*RECORDS SUPPLIED*:

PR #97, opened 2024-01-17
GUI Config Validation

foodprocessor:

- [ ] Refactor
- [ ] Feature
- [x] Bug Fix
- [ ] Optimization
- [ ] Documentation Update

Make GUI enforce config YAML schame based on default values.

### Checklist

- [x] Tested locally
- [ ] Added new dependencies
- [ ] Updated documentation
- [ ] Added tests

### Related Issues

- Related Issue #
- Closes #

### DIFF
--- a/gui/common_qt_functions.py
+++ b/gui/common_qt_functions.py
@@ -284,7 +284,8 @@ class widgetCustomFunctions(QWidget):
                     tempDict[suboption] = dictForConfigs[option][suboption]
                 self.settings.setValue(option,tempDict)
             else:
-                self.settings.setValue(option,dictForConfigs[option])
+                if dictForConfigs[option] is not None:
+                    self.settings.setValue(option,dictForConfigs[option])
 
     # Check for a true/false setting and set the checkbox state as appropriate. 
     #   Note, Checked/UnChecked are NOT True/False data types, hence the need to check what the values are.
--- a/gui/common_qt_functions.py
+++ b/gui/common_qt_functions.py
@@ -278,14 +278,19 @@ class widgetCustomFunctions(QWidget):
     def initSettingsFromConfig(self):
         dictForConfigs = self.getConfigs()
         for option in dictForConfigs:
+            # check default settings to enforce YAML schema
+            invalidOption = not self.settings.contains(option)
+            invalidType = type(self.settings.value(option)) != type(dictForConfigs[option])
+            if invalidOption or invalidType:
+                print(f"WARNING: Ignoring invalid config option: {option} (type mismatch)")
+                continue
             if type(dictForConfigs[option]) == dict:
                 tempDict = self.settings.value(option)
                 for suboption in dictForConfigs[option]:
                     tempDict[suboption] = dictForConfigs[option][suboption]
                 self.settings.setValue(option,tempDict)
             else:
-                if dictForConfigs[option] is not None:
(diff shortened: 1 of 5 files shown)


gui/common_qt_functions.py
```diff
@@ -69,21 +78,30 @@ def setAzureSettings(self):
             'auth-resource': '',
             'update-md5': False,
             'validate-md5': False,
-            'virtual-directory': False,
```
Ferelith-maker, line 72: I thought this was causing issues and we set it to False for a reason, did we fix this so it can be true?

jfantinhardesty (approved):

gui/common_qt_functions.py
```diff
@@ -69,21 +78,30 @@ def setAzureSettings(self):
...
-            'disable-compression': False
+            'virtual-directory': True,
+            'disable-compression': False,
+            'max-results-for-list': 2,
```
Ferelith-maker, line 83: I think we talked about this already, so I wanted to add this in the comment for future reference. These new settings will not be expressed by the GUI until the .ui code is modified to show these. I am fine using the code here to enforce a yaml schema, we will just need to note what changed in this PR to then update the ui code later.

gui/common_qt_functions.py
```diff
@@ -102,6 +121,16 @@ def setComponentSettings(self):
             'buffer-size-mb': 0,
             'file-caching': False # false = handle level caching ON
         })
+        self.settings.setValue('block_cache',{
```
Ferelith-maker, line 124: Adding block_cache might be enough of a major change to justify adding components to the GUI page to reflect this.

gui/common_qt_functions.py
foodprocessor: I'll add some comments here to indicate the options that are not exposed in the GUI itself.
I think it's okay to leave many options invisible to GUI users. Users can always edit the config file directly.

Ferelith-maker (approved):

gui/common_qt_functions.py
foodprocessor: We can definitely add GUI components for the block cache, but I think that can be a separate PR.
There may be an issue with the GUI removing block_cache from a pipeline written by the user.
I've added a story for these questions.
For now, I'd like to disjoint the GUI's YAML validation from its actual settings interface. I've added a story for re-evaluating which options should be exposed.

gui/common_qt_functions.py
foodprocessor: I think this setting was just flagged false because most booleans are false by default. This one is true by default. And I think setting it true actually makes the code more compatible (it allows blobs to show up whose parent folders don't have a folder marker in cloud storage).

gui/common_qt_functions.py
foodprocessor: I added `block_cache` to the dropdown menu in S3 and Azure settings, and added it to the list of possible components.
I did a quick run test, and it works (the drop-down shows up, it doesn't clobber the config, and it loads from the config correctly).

*WORK ITEM*:
Every entry above should be retyped exactly as shown.

*EXPECTED ANSWER*:
PR #97, opened 2024-01-17
GUI Config Validation

foodprocessor:

- [ ] Refactor
- [ ] Feature
- [x] Bug Fix
- [ ] Optimization
- [ ] Documentation Update

Make GUI enforce config YAML schame based on default values.

### Checklist

- [x] Tested locally
- [ ] Added new dependencies
- [ ] Updated documentation
- [ ] Added tests

### Related Issues

- Related Issue #
- Closes #

### DIFF
--- a/gui/common_qt_functions.py
+++ b/gui/common_qt_functions.py
@@ -284,7 +284,8 @@ class widgetCustomFunctions(QWidget):
                     tempDict[suboption] = dictForConfigs[option][suboption]
                 self.settings.setValue(option,tempDict)
             else:
-                self.settings.setValue(option,dictForConfigs[option])
+                if dictForConfigs[option] is not None:
+                    self.settings.setValue(option,dictForConfigs[option])
 
     # Check for a true/false setting and set the checkbox state as appropriate. 
     #   Note, Checked/UnChecked are NOT True/False data types, hence the need to check what the values are.
--- a/gui/common_qt_functions.py
+++ b/gui/common_qt_functions.py
@@ -278,14 +278,19 @@ class widgetCustomFunctions(QWidget):
     def initSettingsFromConfig(self):
         dictForConfigs = self.getConfigs()
         for option in dictForConfigs:
+            # check default settings to enforce YAML schema
+            invalidOption = not self.settings.contains(option)
+            invalidType = type(self.settings.value(option)) != type(dictForConfigs[option])
+            if invalidOption or invalidType:
+                print(f"WARNING: Ignoring invalid config option: {option} (type mismatch)")
+                continue
             if type(dictForConfigs[option]) == dict:
                 tempDict = self.settings.value(option)
                 for suboption in dictForConfigs[option]:
                     tempDict[suboption] = dictForConfigs[option][suboption]
                 self.settings.setValue(option,tempDict)
             else:
-                if dictForConfigs[option] is not None:
(diff shortened: 1 of 5 files shown)


gui/common_qt_functions.py
```diff
@@ -69,21 +78,30 @@ def setAzureSettings(self):
             'auth-resource': '',
             'update-md5': False,
             'validate-md5': False,
-            'virtual-directory': False,
```
Ferelith-maker, line 72: I thought this was causing issues and we set it to False for a reason, did we fix this so it can be true?

jfantinhardesty (approved):

gui/common_qt_functions.py
```diff
@@ -69,21 +78,30 @@ def setAzureSettings(self):
...
-            'disable-compression': False
+            'virtual-directory': True,
+            'disable-compression': False,
+            'max-results-for-list': 2,
```
Ferelith-maker, line 83: I think we talked about this already, so I wanted to add this in the comment for future reference. These new settings will not be expressed by the GUI until the .ui code is modified to show these. I am fine using the code here to enforce a yaml schema, we will just need to note what changed in this PR to then update the ui code later.

gui/common_qt_functions.py
```diff
@@ -102,6 +121,16 @@ def setComponentSettings(self):
             'buffer-size-mb': 0,
             'file-caching': False # false = handle level caching ON
         })
+        self.settings.setValue('block_cache',{
```
Ferelith-maker, line 124: Adding block_cache might be enough of a major change to justify adding components to the GUI page to reflect this.

gui/common_qt_functions.py
foodprocessor: I'll add some comments here to indicate the options that are not exposed in the GUI itself.
I think it's okay to leave many options invisible to GUI users. Users can always edit the config file directly.

Ferelith-maker (approved):

gui/common_qt_functions.py
foodprocessor: We can definitely add GUI components for the block cache, but I think that can be a separate PR.
There may be an issue with the GUI removing block_cache from a pipeline written by the user.
I've added a story for these questions.
For now, I'd like to disjoint the GUI's YAML validation from its actual settings interface. I've added a story for re-evaluating which options should be exposed.

gui/common_qt_functions.py
foodprocessor: I think this setting was just flagged false because most booleans are false by default. This one is true by default. And I think setting it true actually makes the code more compatible (it allows blobs to show up whose parent folders don't have a folder marker in cloud storage).

gui/common_qt_functions.py
foodprocessor: I added `block_cache` to the dropdown menu in S3 and Azure settings, and added it to the list of possible components.
I did a quick run test, and it works (the drop-down shows up, it doesn't clobber the config, and it loads from the config correctly).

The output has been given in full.